When work completes, changes enter a FIFO merge queue with four-tier conflict resolution: (1) automatic merge if no conflicts, (2) Merger agent attempts resolution, (3) escalation to original Builder for rework, (4) human intervention flag. The queue is a SQLite table with status tracking, and agents don’t merge directly—they submit merge requests that get processed sequentially to prevent race conditions.
The watchdog system has three tiers. Tier 0 is a mechanical daemon that checks tmux session liveness and process IDs every 30 seconds—pure shell scripts, no AI. Tier 1 is an AI triage agent that analyzes stuck or failed agents by reading their logs and conversation history, attempting recovery through targeted messages. Tier 2 is a dedicated monitor agent that tracks systemic patterns like repeated failures or resource exhaustion. This tiered approach means simple crashes get caught immediately without burning tokens, while complex failure modes get AI attention.
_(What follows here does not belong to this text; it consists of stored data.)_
PR #345, opened 2023-02-28
feat: update MM to use GTT orders

cdummett:
### Description
Updates MM to use `GTT` orders where the `expiry_at` field is set as some multiple of the agents `step_length_seconds`. If no `step_length_seconds` is specified the agent defaults too using `GTC` orders.

### Testing
Passing all tests locally.

### Breaking Changes
None as MM will use `GTC` if no `step_length_seconds` specified.


vega_sim/scenario/common/agents.py
```diff
@@ -1315,6 +1303,12 @@ def _move_side(
         submissions = []
         cancellations = []
 
+        expires_at = (
+            int((self.vega.get_blockchain_time() + 5 * self.step_length_seconds) * 1e09)
```
TomMcL:
```suggestion
            int((self.vega.get_blockchain_time() + 5 * self.step_length_seconds) * 1e9)
```

TomMcL (changes requested):
The target of the PR sounds good to me, though I'd probably rename `step_length_seconds` to something more descriptive about what it's target is (if we want to default it to `step_length_seconds` when building the agent then that's fine). And why the `*5`?

vega_sim/scenario/common/agents.py
cdummett: `* 5 ` was a safety margin, sometimes the environment may take longer to step then an agents `step_length_seconds` e.g. has to switch data-node or a query is slow). I'll make this configurable.

I named it `step_length_seconds` as I wanted it to be clear it was the same values as the `step_length_seconds` of the environment. Not sure how I would default the value.

Maybe it should be an agent wide property set in the `initialise` method?

TomMcL: Could we not achieve the same thing slightly more clearly, and allow the agent itself to be more flexible, with having the parameter `order_validity_seconds` and setting that to `step_length_seconds * 5` when that's what we want?

cdummett: Ah nice yeah this is much clearer, will make that chage 👍

TomMcL (approved):

PR #348, opened 2023-03-09
feat: fix up local wallet nullchain

TomMcL:
### Description

Fixing up function calls so that null chain works with a full local wallet once more

### Testing

Tested with running full local wallet

### Breaking Changes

The agent definition system separates the HOW from the WHAT through layering. Base agent definitions specify capabilities and constraints (a Reviewer can read but not write), while task overlays inject specific goals and context. This means you can have a reusable “Reviewer” template that gets instantiated with “review the authentication module for security issues” or “check test coverage in the API layer”—same behavioral constraints, different focal points.
Gotcha
The repository’s README includes an unusually honest section titled ‘Swarm Characteristics & Warnings’ that should give you pause. It explicitly states that agent swarms ‘amplify costs and error rates’ and that you should ‘assume debugging complexity and merge conflicts are normal.’ This isn’t defensive documentation—it’s a red flag that the system’s core assumption is that multi-agent coordination is inherently messy.
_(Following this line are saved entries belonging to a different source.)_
PR #359, opened 2023-03-20
feat: fuzz test plots

### LINKED ISSUE #352: Metrics / Stats / Visualisations for the fuzzing run
It would be grand to have metrics produced by the fuzzing run - https://github.com/vegaprotocol/vega-market-sim/issues/346  (that ideally get spat out into the slack channel but that's not essential). 

What I'd be looking for:
- time elapsed (how long did we pretend the chain ran). Was it days? Weeks?
- number of trades placed, volume, traded
- mark price volatility vs. vol of the "price source" we're following
- number of closeout trades / closeout volume
- number of times LP got closed out 
- fraction of time in various states (price monitoring / liquidity monitoring)... ideally we'd cook things up so that these things are hit but we're not spending too much time stuck in auctions (but any improvements can be round 2, round 1 is get the metrics). 
- various parties P&L (e.g. the non-suicidal LPs should be making money)
- @TomMcL / @cdummett anything else interesting you can think of. 
- @TomMcL's excellent market visualisation that's produced for the RL runs. 

As a bonus:
- collect these across successive runs - we can start to get a feeling for which ones are "stable" and which ones are "unstable". Eventually we should monitor the stable ones and justify any jumps (in terms of desired changes in core).

cdummett:
### Description

PR adds a script for running the fuzz test as well as methods for creating figures for summarising test data.

#### Fuzz Testing Summary Plot

- **Trading Mode Analysis**: figure showing the current trading mode (upper plot) and the proportion of time spent in each trading mode (lower plot).
- **Price Analysis**: figure showing the external price and mark price over time. Figure also compares the volatility of the external-price and the volatility of the mark-price over the simulation period.
- **Close Out Analysis**: figure showing the cumulative number of trader close-outs and LP close-outs compared to the funds in the insurance pool.

fuzz-d74feeb3a320b884f18f13c8a3a9aef85969c02e831751b6a2bd1ee80d1cdfe0

#### Fuzz Trader Coverage Plot
newplot (1)

### Testing
Passing all tests locally.

To test manually run a short fuzz test, plots should be generated:
```
python -m vega_sim.scenario.fuzzed_markets.run_fuzz_test --steps 100
```

### Breaking Changes
None

### Closes
Closes #352


davidsiska-vega:
Question:
We will have two of these each, assuming we're doing 2 markets? Or perhaps two of the "fuzz testing plots" and one overall "fuzz trader coverage"?

vega_sim/scenario/fuzzed_markets/agents.py
```diff
@@ -123,17 +140,33 @@ def create_fuzzed_amendment(self):
...
-            side=self.random_state.choice(
-                a=["SIDE_UNSPECIFIED", "SIDE_BUY", "SIDE_SELL"],
-            ),
-            size=self.random_state.poisson(lam=10),
-            order_type=self.random_state.choice(
-                a=["TYPE_UNSPECIFIED", "TYPE_MARKET", "TYPE_LIMIT"]
-            ),
-            time_in_force=self.random_state.choice(
+    def create_fuzzed_submission(self, vega_state):
+        self.__class__.MEMORY["TRADING_MODE"].append(
```
TomMcL: You actually shouldn't need this class funkiness here (and it's a 'feature' of which one needs to be aware, but is useful in this case!) the `MEMORY` dict is shared in any case as it is defined at top level:

image

cdummett:
> Question: We will have two of these each, assuming we're doing 2 markets? Or perhaps two of the "fuzz testing plots" and one overall "fuzz trader coverage"?

One fuzzing plot and one of Toms trading plots for each market and then a single fuzzing coverage plot aggregated for all the markets @davidsiska-vega .

vega_sim/scenario/fuzzed_markets/agents.py
```diff
@@ -173,6 +218,38 @@ def _select_order_id(self):
         else:
             return None
 
+    def finalise(self):
+        if not self.__class__.OUTPUTTED:
```
TomMcL: Can we add an `output_plot_on_finalise` flag to the class then bring the plotly import actually inside this function? Would avoid having to have a top level import for plotting stuff when people may not always want/need

vega_sim/scenario/fuzzed_markets/agents.py
cdummett: So this is exactly how I thought it should work originally but it doesn't seem to... not sure if I am missing something painfully obvious but removing the `__class__` results in a unique `MEMORY` for each market and a unique `OUTPUTTED` flag for each agent! So when the environment is finalised I get 20 figures created, 10 of Market A and 10 of Market B! Any ideas?

cdummett: @TomMcL all sorted, I was redefining the class variable rather than modifying 🤦 
```
class MyClass:
    class_var = 10

    def modify_class_var(self, value):
        MyClass.class_var += value

    def redefine_class_var(self, value):
        self.class_var = value

if __name__ == "__main__":

    obj1 = MyClass()
    obj2 = MyClass()

    # modifying the class variable
    obj1.modify_class_var(5)
    print(obj1.class_var)     # Output: 15
    print(obj2.class_var)     # Output: 15

    # redefining the class variable
    obj1.redefine_class_var(20)  
    print(obj1.class_var)     # Output: 20
    print(obj2.class_var)     # Output: 15
```

vega_sim/scenario/fuzzed_markets/agents.py
```diff
@@ -192,10 +193,10 @@ def create_fuzzed_submission(self, vega_state):
 
         return self.vega.create_order_submission(
             market_id=self.market_id,
-            side=self.__class__.MEMORY["SIDE"][-1],
+            side=FuzzingAgent.MEMORY["SIDE"][-1],
```
TomMcL, line 196: `self` works here too but perhaps this is clearer anyway!

TomMcL (approved):
LGTM

I wonder whether there's any additional way (in a later change) to show the top test cases which are missing. Slightly tricky as you'd have to have a list of what you expected to see, but currently anything which hasn't been tested gets smaller and so harder to see 😄

cdummett:
> LGTM
> 
> I wonder whether there's any additional way (in a later change) to show the top test cases which are missing. Slightly tricky as you'd have to have a list of what you expected to see, but currently anything which hasn't been tested gets smaller and so harder to see 😄

This is a very good point, maybe they should be bigger if they are covered less, basing the size of `1/count` would be a quick way to do this. I have linked your comment to this [issue](https://github.com/vegaprotocol/vega-market-sim/issues/363) for the second round of improvements.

The dependency chain is brittle: you need Bun (not Node), tmux (with specific session management), and Claude Code with API access. If any link breaks—Claude API goes down, tmux sessions get orphaned, SQLite locks—you’re debugging a distributed system built on tools that weren’t designed for this use case. The worktree isolation is elegant but means your filesystem becomes the state store for agent coordination, and cleaning up failed runs requires manual worktree pruning. With only 15 GitHub stars and no documented production usage, you’re adopting an experimental system where every failure mode is a learning opportunity you didn’t budget for. The sophisticated architecture papers over the fundamental question: do the tasks you’re attempting actually benefit from parallel agent execution, or are you just distributing the complexity of sequential work across multiple failure points?
Verdict
Use if: You have genuinely parallelizable software tasks (like ‘implement six independent API endpoints’ or ‘refactor five isolated modules’), you’re comfortable treating this as infrastructure that requires maintenance, and you have the budget for both the token costs of running multiple agents and the human time to debug swarm failures. The git worktree isolation is genuinely clever for teams already using sophisticated git workflows. Skip if: You’re expecting a production-ready system, your tasks are primarily sequential, you don’t have expertise in distributed systems debugging, or you’re trying to save time rather than explore multi-agent coordination patterns. For most projects, using Claude Code sequentially with manual decomposition will be faster, cheaper, and dramatically easier to debug than orchestrating an agent swarm.